Yo no estimé lo encontrado,
menos aún lo que buscaba, ambos actos eran antifaces del tiempo, una
suerte de nata o cutícula que defiende a las canciones que nadie
memoriza, tampoco yo, ahíto de leyendas podridas por el
estupor. Tierra y cielo me son extranjeros, los oigo reñir en el filo
celestial que los reúne. El tiempo canta, la colmena canta o cree
hacerlo con zumbidos invariables. Un fuego perezoso enardece la lenta
penumbra. La mente humana digiere a la naturaleza más como pensamiento
que como sustancia viva. Yo no lamento éste ni otros sucesos sino la
inercia del trampolín que falsifica al vuelo, su sordo planeo de notas
que suenan más alto para averiguar lejanías cuando alguna meditación
asume la mayoría de edad. No lamento tampoco el encantamiento razonado
ni el embeleso vuelto perjurio, ni la altura benigna en que parece
hundirse un eco de civilizaciones estalladas.

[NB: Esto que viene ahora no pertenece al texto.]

PR #1192, opened 2025-03-14
Fix face removal (#1191)

### LINKED ISSUE #1191: regression on meshgl with touching faces
It seems that this is due to simplification or something. I checked that reverting the previous 3 PRs (determinism and parallelization of CreateHalfedges) doesn't solve the problem, so it is probably something earlier.

```scad
// Two cubes sharing a face.
// This is a non-manifold object since the collapsed vertices are not distinct.
polyhedron(
  points=[
    [0, 0, 0],
    [1, 0, 0],
    [0, 1, 0],
    [1, 1, 0],
    [0, 0, 1],
    [1, 0, 1],
    [0, 1, 1],
    [1, 1, 1],

    [2, 0, 0],
    [2, 1, 0],
    [2, 0, 1],
    [2, 1, 1],
  ],
  faces=[
    [6,7,5],[6,5,4],
    [0,1,3],[0,3,2],
    [4,5,1],[4,1,0],
    [5,7,3],[5,3,1],
    [7,6,2],[7,2,3],
    [4,0,2],[4,2,6],
    [7,11,10],[7,10,5],
    [1,8,9],[1,9,3],
    [5,10,8],[5,8,1],
    [10,11,9],[10,9,8],
    [11,7,3],[11,3,9],
    [5,1,3],[5,3,7],
  ]);
```

Expected:

Image

What we got:

Image

pca006132:
Closes #1191.

The bulk of the code is handling removed faces. Instead of letting them sit in the vector, I remove them and reorder properties dependent on this. This avoids the need to make other functions accept removed halfedges.

While writing this, something that comes to my mind is that we are not really trying our best to handle cases that are not 2-manifold. The current matching method may produce pairs that cross-cross together. I think one way to handle this is to sort the duplicated halfedges according to the face normals, so we will not produce any criss-crossing pairs. Probably for another issue, though.

### DIFF
--- a/src/impl.cpp
+++ b/src/impl.cpp
@@ -312,6 +312,7 @@ void Manifold::Impl::CreateHalfedges(const Vec<ivec3>& triVerts) {
   // which are removed later by RemoveUnreferencedVerts() and Finish().
   const int numEdge = numHalfedge / 2;
 
+  constexpr int removedHalfedge = -2;
   const auto body = [&](int i, int consecutiveStart, int segmentEnd) {
     const int pair0 = ids[i];
     Halfedge& h0 = halfedge_[pair0];
@@ -322,7 +323,7 @@ void Manifold::Impl::CreateHalfedges(const Vec<ivec3>& triVerts) {
       if (h0.startVert != h1.endVert || h0.endVert != h1.startVert) break;
       if (halfedge_[NextHalfedge(pair0)].endVert ==
           halfedge_[NextHalfedge(pair1)].endVert) {
-        h0.pairedHalfedge = h1.pairedHalfedge = -2;
+        h0.pairedHalfedge = h1.pairedHalfedge = removedHalfedge;
         // Reorder so that remaining edges pair up
         if (k != i + numEdge) std::swap(ids[i + numEdge], ids[k]);
         break;
@@ -374,7 +375,7 @@ void Manifold::Impl::CreateHalfedges(const Vec<ivec3>& triVerts) {
   for_each_n(policy, countAt(0), numEdge, [this, &ids, numEdge](int i) {
     const int pair0 = ids[i];
     const int pair1 = ids[i + numEdge];
-    if (halfedge_[pair0].pairedHalfedge != -2) {
+    if (halfedge_[pair0].pairedHalfedge != removedHalfedge) {
       halfedge_[pair0].pairedHalfedge = pair1;
       halfedge_[pair1].pairedHalfedge = pair0;
     } else {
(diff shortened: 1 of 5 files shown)


elalish (commented):
Thanks for digging into this!

src/impl.cpp
```diff
@@ -348,23 +357,111 @@ void Manifold::Impl::CreateHalfedges(const Vec<ivec3>& triVerts) {
...
            });
 #else
-  for (int i = 0; i < numEdge; ++i) body(i, numEdge);
+  int consecutiveStart = 0;
+  for (int i = 0; i < numEdge; ++i)
+    consecutiveStart = body(i, consecutiveStart, numEdge);
 #endif
 
+  if (!removedHalfedges.empty()) {
+    // Remove the marked halfedges
```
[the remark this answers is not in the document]
pca006132: Yeah make sense, I just added the checks elsewhere and keep the removed halfedges in-place.

pca006132:
Weird, I can't reproduce the failure.

pca006132:
OK some uninitialized memory stuff. Here we go again.

src/impl.cpp
```diff
@@ -306,25 +311,30 @@ void Manifold::Impl::CreateHalfedges(const Vec<ivec3>& triVerts) {
...
     while (1) {
       const int pair1 = ids[k];
-      Halfedge h1 = halfedge_[pair1];
+      Halfedge& h1 = halfedge_[pair1];
       if (h0.startVert != h1.endVert || h0.endVert != h1.startVert) break;
       if (halfedge_[NextHalfedge(pair0)].endVert ==
           halfedge_[NextHalfedge(pair1)].endVert) {
-        h0 = {-1, -1, -1};
-        h1 = {-1, -1, -1};
+        h0.pairedHalfedge = h1.pairedHalfedge = -2;
```
elalish, line 325: perhaps we should start using named constants?

test/sdf_test.cpp
```diff
@@ -42,7 +42,7 @@ TEST(SDF, SphereShell) {
       },
       {vec3(-1.1), vec3(1.1)}, 0.01, 0, 0.0001);
 
-  EXPECT_NEAR(sphere.Genus(), 11500, 1000);
+  EXPECT_NEAR(sphere.Genus(), 14235, 1000);
```
elalish, line 45: Does this still look good, or look better? I recall working to remove little bits of infinitely thin geometry on this one.

elalish (approved):

test/sdf_test.cpp
pca006132: I don't see infinitely thin stuff, but I see something that looks like self-intersection:

image

This is probably related to the other thing I mentioned, as there are many  non-2-manifold edges here.

elalish: Ah, right - I think my slick pre-edge collapse thing in the SDF can create even manifold edges. We should probably look at that again and see if there's a better way. I believe without that it's all guaranteed 2-manifold.

PR #1201, opened 2025-03-28
use more precise acos function

pca006132:
Fixes the issue in https://github.com/openscad/openscad/pull/5781

### DIFF
--- a/src/impl.cpp
+++ b/src/impl.cpp
@@ -35,20 +35,94 @@
 namespace {
 using namespace manifold;
 
-// Absolute error <= 6.7e-5
-float fastacos(float x) {
-  float negate = float(x < 0);
-  x = std::abs(x);
-  float ret = -0.0187293;
-  ret = ret * x;
-  ret = ret + 0.0742610;
-  ret = ret * x;
-  ret = ret - 0.2121144;
-  ret = ret * x;
-  ret = ret + 1.5707288;
-  ret = ret * sqrt(1.0 - x);
-  ret = ret - 2 * negate * ret;
-  return negate * 3.14159265358979 + ret;
+/**
+ * Returns arc cosine of 𝑥.
+ *
+ * @return value in range [0,M_PI]
+ * @return NAN if 𝑥 ∈ {NAN,+INFINITY,-INFINITY}
+ * @return NAN if 𝑥 ∉ [-1,1]
+ */
+double sun_acos(double x) {
+  /*
+   * Origin of acos function: FreeBSD /usr/src/lib/msun/src/e_acos.c
+   * Changed the use of union to memcpy to avoid undefined behavior.
+   * ====================================================
+   * Copyright (C) 1993 by Sun Microsystems, Inc. All rights reserved.
+   *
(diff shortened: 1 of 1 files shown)


src/impl.cpp
```diff
@@ -35,20 +35,94 @@
...
+  auto R = [](double z) {
+    double p, q;
+    p = z * (pS0 + z * (pS1 + z * (pS2 + z * (pS3 + z * (pS4 + z * pS5)))));
+    q = 1.0 + z * (qS1 + z * (qS2 + z * (qS3 + z * qS4)));
+    return p / q;
+  };
+  double z, w, s, c, df;
+  uint64_t xx;
+  uint32_t hx, lx, ix;
+  memcpy(&xx, &x, sizeof(xx));
```
pca006132, line 91: The original implementation uses a union of double and `uint64_t`, but technically that is undefined behavior. The standard says that you can only access the last written union variant. Reinterpret cast of pointers will also be undefined behavior. Hence, this uses `memcpy`, but this is typically optimized to nop or register copy by a good enough compiler. (register copy is required when using SSE, because you cannot do integer operations on vector registers...)

pca006132: OK that is just C vs C++. In C type pruning through union is fine, but with C++ it is not fine. We use c++ here, so memcpy is good.

pca006132:
@elalish any idea about the macos build failure? Is it somehow changing the library search path?

src/impl.cpp
```diff
@@ -16,6 +16,7 @@
 
 #include <algorithm>
 #include <atomic>
+#include <cstring>
```
elalish, line 19: What do we need cstring for?

elalish (approved):
It's crazy to me that this acos is more uniform across architectures than the one provided in the standard. Good find.

elalish:
> @elalish any idea about the macos build failure? Is it somehow changing the library search path?

That's weird - I just pulled your branch and did the test cmake thing locally and it's working fine on my mac. Maybe some problem with Actions?

elalish:
Yeah, I don't think it's anything you did: it failed on my last PR when it merged to master, even though it passed first: https://github.com/elalish/manifold/actions/runs/14115518457

src/impl.cpp
pca006132: memcpy

pca006132:
I wonder if they updated macos version?

I can't debug this, maybe you or @kintel have some idea about this.

pca006132:
> It's crazy to me that this acos is more uniform across architectures than the one provided in the standard. Good find.

I think the standard did not define what implementation to be used, nor precision requirements. Libm typically do platform specific optimizations I guess.

kintel:
> I wonder if they updated macos version?
> 
> I can't debug this, maybe you or @kintel have some idea about this.


CMake on macOS got updated to 4.0.0 - I suspect that may have triggered the build issue
I noticed that you're getting CMake from a custom GitHub action, while in OpenSCAD, we get CMake from Homebrew. ..so there may be an easy way to downgrade to 3.x for now. I'm not exactly ecstatic to be an early adopter of V4.0.0 of CMake ;)

PR #1205, opened 2025-03-29
Fix triangulator handling of splinters

### LINKED ISSUE #970: Potential boolean bug

elalish:
Fixes #970 

First is just the tests - the polygon is epsilon-valid, but fails to properly triangulate because it doesn't clip the splinters. I also added @pca006132's original test that produced the problem polygon, but that passes on my machine - perhaps simplification changes improved this? I'm pushing it here to see if some other arch has trouble with it.

Okay, I think I have it fixed now, and the algorithm simplified to boot.

And we no longer have any disabled tests!


src/polygon.cpp
```diff
@@ -411,20 +409,9 @@ class EarClip {
...
     bool IsConvex(double epsilon) const {
-      const int convexity = CCW(left->pos, pos, right->pos, epsilon);
-      if (convexity != 0) {
-        return convexity > 0;
-      }
-      if (la::dot(left->pos - pos, right->pos - pos) <= 0) {
-        return true;
-      }
-      return left->InsideEdge(left->right, epsilon, true);
+      return CCW(left->pos, pos, right->pos, epsilon) >= 0;
```
elalish, line 414: This is interesting - I had been operating under the assumption that I needed to effectively determine a correct perturbation of the epsilon-valid polygon to make it truly valid (non-self-intersecting). This was in fact necessary for my previous triangulator, but since ear clipping proceeds in a naturally manifold way, I tried just letting it clip all degenerate ears. It seems to work great, and vastly simplifies the code. I think the keyholing step may be the only part that's really sensitive to this kind of thing.

src/properties.cpp
```diff
@@ -215,46 +215,47 @@ std::mutex dump_lock;
  * Note that this is not checking for epsilon-validity.
  */
 bool Manifold::Impl::IsSelfIntersecting() const {
-  const double epsilonSq = epsilon_ * epsilon_;
+  const double ep = 2 * epsilon_;
```
elalish, line 218: This is the main change - in line with our degenerate checks and such, we increase epsilon to account for error within these checks themselves. The rest of this function is just renames because I was confused by x and y not being directions.

test/boolean_complex_test.cpp
```diff
@@ -1020,38 +1018,21 @@ TEST(BooleanComplex, SimpleOffset) {
...
-  f.close();
+  Manifold a = ReadMesh64("Offset1.obj");
+  Manifold b = ReadMesh64("Offset2.obj");
   Manifold result = a + b;
   EXPECT_EQ(result.Status(), Manifold::Error::NoError);
   ManifoldParams().selfIntersectionChecks = selfIntersectionChecks;
 }
 
-TEST(BooleanComplex, DISABLED_OffsetSelfIntersect) {
+TEST(BooleanComplex, OffsetSelfIntersect) {
```
elalish, line 1031: These disabled tests are now fixed!

src/polygon.cpp
```diff
@@ -786,7 +771,8 @@ class EarClip {
           above * CCW(start->pos, vert->pos, connector->pos, epsilon_);
       if (vert->pos.x > start->pos.x - epsilon_ &&
           vert->pos.y * above > start->pos.y * above - epsilon_ &&
-          (inside > 0 || (inside == 0 && vert->pos.x < connector->pos.x)) &&
+          (inside > 0 || (inside == 0 && vert->pos.x < connector->pos.x &&
+                          vert->pos.y * above < connector->pos.y * above)) &&
```
elalish, line 775: Here's the second fix - for the disabled sponge test.

pca006132:
Interesting. I think you can try to run the fuzz test. It should report cases that are causing errors in either self-intersection check or triangulation. Let me know if you have trouble running the fuzz test.

Btw we don't need to run the script for the fuzz test now, just compile it with fuzzing enabled and run
```
$ ./test/manifold_fuzz --gtest_filter=Boolean.SimpleCubeRegression
```

pca006132:
Got a failure case:

```
TEST(ManifoldFuzz, SimpleCubeRegression) {
  SimpleCube(
    {CubeOp{{Transform{static_cast<TransformType>(1), {-0.22291143964604709, 0.10000000000000001, -0.15746689630359223}}}, true}, CubeOp{{Transform{static_cast<TransformType>(1), {-0.23746613978666686, 0.10000000000000001, -0.10000000039702957}}}, false}, CubeOp{{}, true}, CubeOp{{Transform{static_cast<TransformType>(1), {-0.10000000000000001, 0.10131119384128703, 0.10000000000000028}}}, true}, CubeOp{{Transform{static_cast<TransformType>(2), {0.10000000000000001, 0.10000000001019704, -0.10000000000000001}}}, true}, CubeOp{{Transform{static_cast<TransformType>(1), {0.10000000097050545, 0.1000000000000008, 0.10000000000000001}}}, false}, CubeOp{{}, true}}
  );
}
```

will translate it into something readable later...

elalish:
No, I can't build with the fuzzer - first I needed to change the clang check to `if(NOT CMAKE_CXX_COMPILER_ID MATCHES "(C|c?)lang")`, and python stubgen had some error, so I had to turn off pybind. Now I'm down to polygon_fuzz.cpp and it says `gettid()` isn't defined and it doesn't like the `pthread_cancel` call either. 

I'm going to go ahead and merge this and we can mess with the fuzzer as a follow-on.

elalish:
@starseeker sure - care to make a PR?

Nuestro Dios, quietud
amada, único Dios dueño del campo acotado para siembras mayores monta
en cólera sólo si una línea recta traspasa el aquí del ahora para
juntarlo con el más allá de los cuentos eternos que suscita charlas en
torno de la gran fogata planetaria, pues ahí el alma repudia toda casa
real que tenga dimensiones o muros. La luz flagela espectros hasta
dividirse en ausencias que puedan vestirnos con trajes enormes en que
una persona no se enrede al caminar, ni dé traspiés donde el pasado
pretende hundirnos. De cualquier manera no me asedian tampoco amenazas
ni maleficios. Sé que la luz goza de su casa eterna y yo gozo de la
mía que tiene muros y alas, nunca límite y hora de llegada. El astro
se revela en su feudo de oro. Si uno se deja matar pierde la piel,
abandona lo que busca, odia lo que encuentra. Y si hay ladrillos
frente a él se localiza la fisura y uno continúa su camino sin
estaciones.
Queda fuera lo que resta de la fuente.